* Your objective *
Produce all the records again exactly as they stand.

* Source records *

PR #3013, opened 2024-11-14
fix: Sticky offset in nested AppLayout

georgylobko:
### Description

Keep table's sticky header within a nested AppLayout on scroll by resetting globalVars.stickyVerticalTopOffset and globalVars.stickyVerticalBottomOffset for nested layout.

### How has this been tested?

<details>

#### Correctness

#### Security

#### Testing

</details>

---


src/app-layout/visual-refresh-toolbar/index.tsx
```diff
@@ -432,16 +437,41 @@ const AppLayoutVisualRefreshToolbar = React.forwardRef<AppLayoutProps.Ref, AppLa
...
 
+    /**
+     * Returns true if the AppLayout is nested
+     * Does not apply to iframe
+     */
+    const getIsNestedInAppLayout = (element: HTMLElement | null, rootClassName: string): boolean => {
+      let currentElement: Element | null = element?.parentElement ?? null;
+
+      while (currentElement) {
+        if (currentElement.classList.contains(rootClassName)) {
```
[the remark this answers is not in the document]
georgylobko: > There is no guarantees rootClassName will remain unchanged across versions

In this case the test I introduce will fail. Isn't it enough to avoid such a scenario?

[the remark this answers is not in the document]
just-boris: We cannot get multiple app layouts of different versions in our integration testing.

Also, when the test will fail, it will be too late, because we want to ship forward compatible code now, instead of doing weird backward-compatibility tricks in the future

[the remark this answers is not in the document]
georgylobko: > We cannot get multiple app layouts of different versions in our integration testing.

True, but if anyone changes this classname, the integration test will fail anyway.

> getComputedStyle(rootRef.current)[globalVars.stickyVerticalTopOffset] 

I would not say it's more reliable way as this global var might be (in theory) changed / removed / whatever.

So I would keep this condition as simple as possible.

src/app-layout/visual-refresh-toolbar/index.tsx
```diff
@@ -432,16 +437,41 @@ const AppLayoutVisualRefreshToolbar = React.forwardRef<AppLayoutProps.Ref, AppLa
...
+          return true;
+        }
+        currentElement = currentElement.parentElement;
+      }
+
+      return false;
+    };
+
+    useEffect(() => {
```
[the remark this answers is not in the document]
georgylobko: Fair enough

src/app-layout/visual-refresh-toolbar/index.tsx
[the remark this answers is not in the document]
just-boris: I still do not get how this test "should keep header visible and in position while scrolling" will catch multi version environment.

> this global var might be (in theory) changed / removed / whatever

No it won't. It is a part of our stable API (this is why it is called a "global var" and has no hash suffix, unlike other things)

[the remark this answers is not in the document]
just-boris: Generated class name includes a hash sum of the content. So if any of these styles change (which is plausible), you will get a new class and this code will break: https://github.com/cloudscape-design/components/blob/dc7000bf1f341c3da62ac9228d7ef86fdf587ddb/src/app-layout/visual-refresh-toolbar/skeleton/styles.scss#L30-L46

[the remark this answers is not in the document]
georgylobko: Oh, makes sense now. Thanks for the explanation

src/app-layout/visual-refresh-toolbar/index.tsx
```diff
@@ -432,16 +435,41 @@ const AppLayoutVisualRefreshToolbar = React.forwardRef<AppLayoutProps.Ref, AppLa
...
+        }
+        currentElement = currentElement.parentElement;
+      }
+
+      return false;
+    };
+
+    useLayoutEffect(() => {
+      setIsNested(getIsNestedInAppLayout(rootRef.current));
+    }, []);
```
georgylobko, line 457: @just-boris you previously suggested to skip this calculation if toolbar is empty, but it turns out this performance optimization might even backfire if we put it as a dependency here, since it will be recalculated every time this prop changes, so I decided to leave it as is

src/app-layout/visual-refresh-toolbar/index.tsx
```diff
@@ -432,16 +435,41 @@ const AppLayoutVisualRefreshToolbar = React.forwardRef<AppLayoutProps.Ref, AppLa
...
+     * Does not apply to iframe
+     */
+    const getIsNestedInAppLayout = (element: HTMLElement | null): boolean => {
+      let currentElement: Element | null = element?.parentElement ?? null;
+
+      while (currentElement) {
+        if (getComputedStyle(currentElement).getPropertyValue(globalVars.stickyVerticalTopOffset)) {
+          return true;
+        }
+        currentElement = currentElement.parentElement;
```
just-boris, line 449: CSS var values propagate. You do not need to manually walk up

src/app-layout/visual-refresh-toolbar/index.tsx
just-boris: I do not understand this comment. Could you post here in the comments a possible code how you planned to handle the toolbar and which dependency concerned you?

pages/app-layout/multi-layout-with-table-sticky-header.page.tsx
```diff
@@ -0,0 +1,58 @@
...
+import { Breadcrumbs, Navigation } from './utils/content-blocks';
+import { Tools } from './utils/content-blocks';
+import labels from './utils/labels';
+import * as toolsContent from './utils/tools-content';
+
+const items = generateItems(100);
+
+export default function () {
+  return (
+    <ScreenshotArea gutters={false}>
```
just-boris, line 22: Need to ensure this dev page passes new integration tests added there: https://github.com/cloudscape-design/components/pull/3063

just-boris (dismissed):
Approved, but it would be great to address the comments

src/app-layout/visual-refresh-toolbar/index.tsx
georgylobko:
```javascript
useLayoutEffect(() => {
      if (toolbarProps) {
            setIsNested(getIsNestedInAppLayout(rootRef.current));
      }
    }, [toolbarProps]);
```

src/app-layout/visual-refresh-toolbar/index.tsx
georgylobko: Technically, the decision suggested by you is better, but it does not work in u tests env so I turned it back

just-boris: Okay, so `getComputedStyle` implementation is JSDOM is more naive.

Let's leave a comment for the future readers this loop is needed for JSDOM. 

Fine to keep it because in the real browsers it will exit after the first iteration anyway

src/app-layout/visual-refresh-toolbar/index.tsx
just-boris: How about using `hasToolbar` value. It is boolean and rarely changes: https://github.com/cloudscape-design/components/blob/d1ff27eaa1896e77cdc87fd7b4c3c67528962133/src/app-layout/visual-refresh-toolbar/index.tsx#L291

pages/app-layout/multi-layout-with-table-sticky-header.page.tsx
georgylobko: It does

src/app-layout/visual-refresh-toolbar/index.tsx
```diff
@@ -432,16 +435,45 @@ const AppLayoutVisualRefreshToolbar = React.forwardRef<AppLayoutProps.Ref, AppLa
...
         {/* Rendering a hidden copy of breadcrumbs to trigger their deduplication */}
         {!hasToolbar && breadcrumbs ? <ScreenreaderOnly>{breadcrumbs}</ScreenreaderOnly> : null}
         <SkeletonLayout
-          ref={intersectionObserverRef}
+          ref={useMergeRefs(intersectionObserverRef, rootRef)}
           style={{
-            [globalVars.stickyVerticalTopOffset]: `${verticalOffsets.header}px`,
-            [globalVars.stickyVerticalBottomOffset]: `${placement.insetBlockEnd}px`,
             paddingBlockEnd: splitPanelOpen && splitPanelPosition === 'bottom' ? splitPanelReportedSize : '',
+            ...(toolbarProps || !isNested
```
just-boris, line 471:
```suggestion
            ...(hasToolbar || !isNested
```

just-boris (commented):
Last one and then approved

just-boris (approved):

* Completed task *
PR #3013, opened 2024-11-14
fix: Sticky offset in nested AppLayout

georgylobko:
### Description

Keep table's sticky header within a nested AppLayout on scroll by resetting globalVars.stickyVerticalTopOffset and globalVars.stickyVerticalBottomOffset for nested layout.

### How has this been tested?

<details>

#### Correctness

#### Security

#### Testing

</details>

---


src/app-layout/visual-refresh-toolbar/index.tsx
```diff
@@ -432,16 +437,41 @@ const AppLayoutVisualRefreshToolbar = React.forwardRef<AppLayoutProps.Ref, AppLa
...
 
+    /**
+     * Returns true if the AppLayout is nested
+     * Does not apply to iframe
+     */
+    const getIsNestedInAppLayout = (element: HTMLElement | null, rootClassName: string): boolean => {
+      let currentElement: Element | null = element?.parentElement ?? null;
+
+      while (currentElement) {
+        if (currentElement.classList.contains(rootClassName)) {
```
[the remark this answers is not in the document]
georgylobko: > There is no guarantees rootClassName will remain unchanged across versions

In this case the test I introduce will fail. Isn't it enough to avoid such a scenario?

[the remark this answers is not in the document]
just-boris: We cannot get multiple app layouts of different versions in our integration testing.

Also, when the test will fail, it will be too late, because we want to ship forward compatible code now, instead of doing weird backward-compatibility tricks in the future

[the remark this answers is not in the document]
georgylobko: > We cannot get multiple app layouts of different versions in our integration testing.

True, but if anyone changes this classname, the integration test will fail anyway.

> getComputedStyle(rootRef.current)[globalVars.stickyVerticalTopOffset] 

I would not say it's more reliable way as this global var might be (in theory) changed / removed / whatever.

So I would keep this condition as simple as possible.

src/app-layout/visual-refresh-toolbar/index.tsx
```diff
@@ -432,16 +437,41 @@ const AppLayoutVisualRefreshToolbar = React.forwardRef<AppLayoutProps.Ref, AppLa
...
+          return true;
+        }
+        currentElement = currentElement.parentElement;
+      }
+
+      return false;
+    };
+
+    useEffect(() => {
```
[the remark this answers is not in the document]
georgylobko: Fair enough

src/app-layout/visual-refresh-toolbar/index.tsx
[the remark this answers is not in the document]
just-boris: I still do not get how this test "should keep header visible and in position while scrolling" will catch multi version environment.

> this global var might be (in theory) changed / removed / whatever

No it won't. It is a part of our stable API (this is why it is called a "global var" and has no hash suffix, unlike other things)

[the remark this answers is not in the document]
just-boris: Generated class name includes a hash sum of the content. So if any of these styles change (which is plausible), you will get a new class and this code will break: https://github.com/cloudscape-design/components/blob/dc7000bf1f341c3da62ac9228d7ef86fdf587ddb/src/app-layout/visual-refresh-toolbar/skeleton/styles.scss#L30-L46

[the remark this answers is not in the document]
georgylobko: Oh, makes sense now. Thanks for the explanation

src/app-layout/visual-refresh-toolbar/index.tsx
```diff
@@ -432,16 +435,41 @@ const AppLayoutVisualRefreshToolbar = React.forwardRef<AppLayoutProps.Ref, AppLa
...
+        }
+        currentElement = currentElement.parentElement;
+      }
+
+      return false;
+    };
+
+    useLayoutEffect(() => {
+      setIsNested(getIsNestedInAppLayout(rootRef.current));
+    }, []);
```
georgylobko, line 457: @just-boris you previously suggested to skip this calculation if toolbar is empty, but it turns out this performance optimization might even backfire if we put it as a dependency here, since it will be recalculated every time this prop changes, so I decided to leave it as is

src/app-layout/visual-refresh-toolbar/index.tsx
```diff
@@ -432,16 +435,41 @@ const AppLayoutVisualRefreshToolbar = React.forwardRef<AppLayoutProps.Ref, AppLa
...
+     * Does not apply to iframe
+     */
+    const getIsNestedInAppLayout = (element: HTMLElement | null): boolean => {
+      let currentElement: Element | null = element?.parentElement ?? null;
+
+      while (currentElement) {
+        if (getComputedStyle(currentElement).getPropertyValue(globalVars.stickyVerticalTopOffset)) {
+          return true;
+        }
+        currentElement = currentElement.parentElement;
```
just-boris, line 449: CSS var values propagate. You do not need to manually walk up

src/app-layout/visual-refresh-toolbar/index.tsx
just-boris: I do not understand this comment. Could you post here in the comments a possible code how you planned to handle the toolbar and which dependency concerned you?

pages/app-layout/multi-layout-with-table-sticky-header.page.tsx
```diff
@@ -0,0 +1,58 @@
...
+import { Breadcrumbs, Navigation } from './utils/content-blocks';
+import { Tools } from './utils/content-blocks';
+import labels from './utils/labels';
+import * as toolsContent from './utils/tools-content';
+
+const items = generateItems(100);
+
+export default function () {
+  return (
+    <ScreenshotArea gutters={false}>
```
just-boris, line 22: Need to ensure this dev page passes new integration tests added there: https://github.com/cloudscape-design/components/pull/3063

just-boris (dismissed):
Approved, but it would be great to address the comments

src/app-layout/visual-refresh-toolbar/index.tsx
georgylobko:
```javascript
useLayoutEffect(() => {
      if (toolbarProps) {
            setIsNested(getIsNestedInAppLayout(rootRef.current));
      }
    }, [toolbarProps]);
```

src/app-layout/visual-refresh-toolbar/index.tsx
georgylobko: Technically, the decision suggested by you is better, but it does not work in u tests env so I turned it back

just-boris: Okay, so `getComputedStyle` implementation is JSDOM is more naive.

Let's leave a comment for the future readers this loop is needed for JSDOM. 

Fine to keep it because in the real browsers it will exit after the first iteration anyway

src/app-layout/visual-refresh-toolbar/index.tsx
just-boris: How about using `hasToolbar` value. It is boolean and rarely changes: https://github.com/cloudscape-design/components/blob/d1ff27eaa1896e77cdc87fd7b4c3c67528962133/src/app-layout/visual-refresh-toolbar/index.tsx#L291

pages/app-layout/multi-layout-with-table-sticky-header.page.tsx
georgylobko: It does

src/app-layout/visual-refresh-toolbar/index.tsx
```diff
@@ -432,16 +435,45 @@ const AppLayoutVisualRefreshToolbar = React.forwardRef<AppLayoutProps.Ref, AppLa
...
         {/* Rendering a hidden copy of breadcrumbs to trigger their deduplication */}
         {!hasToolbar && breadcrumbs ? <ScreenreaderOnly>{breadcrumbs}</ScreenreaderOnly> : null}
         <SkeletonLayout
-          ref={intersectionObserverRef}
+          ref={useMergeRefs(intersectionObserverRef, rootRef)}
           style={{
-            [globalVars.stickyVerticalTopOffset]: `${verticalOffsets.header}px`,
-            [globalVars.stickyVerticalBottomOffset]: `${placement.insetBlockEnd}px`,
             paddingBlockEnd: splitPanelOpen && splitPanelPosition === 'bottom' ? splitPanelReportedSize : '',
+            ...(toolbarProps || !isNested
```
just-boris, line 471:
```suggestion
            ...(hasToolbar || !isNested
```

just-boris (commented):
Last one and then approved

just-boris (approved):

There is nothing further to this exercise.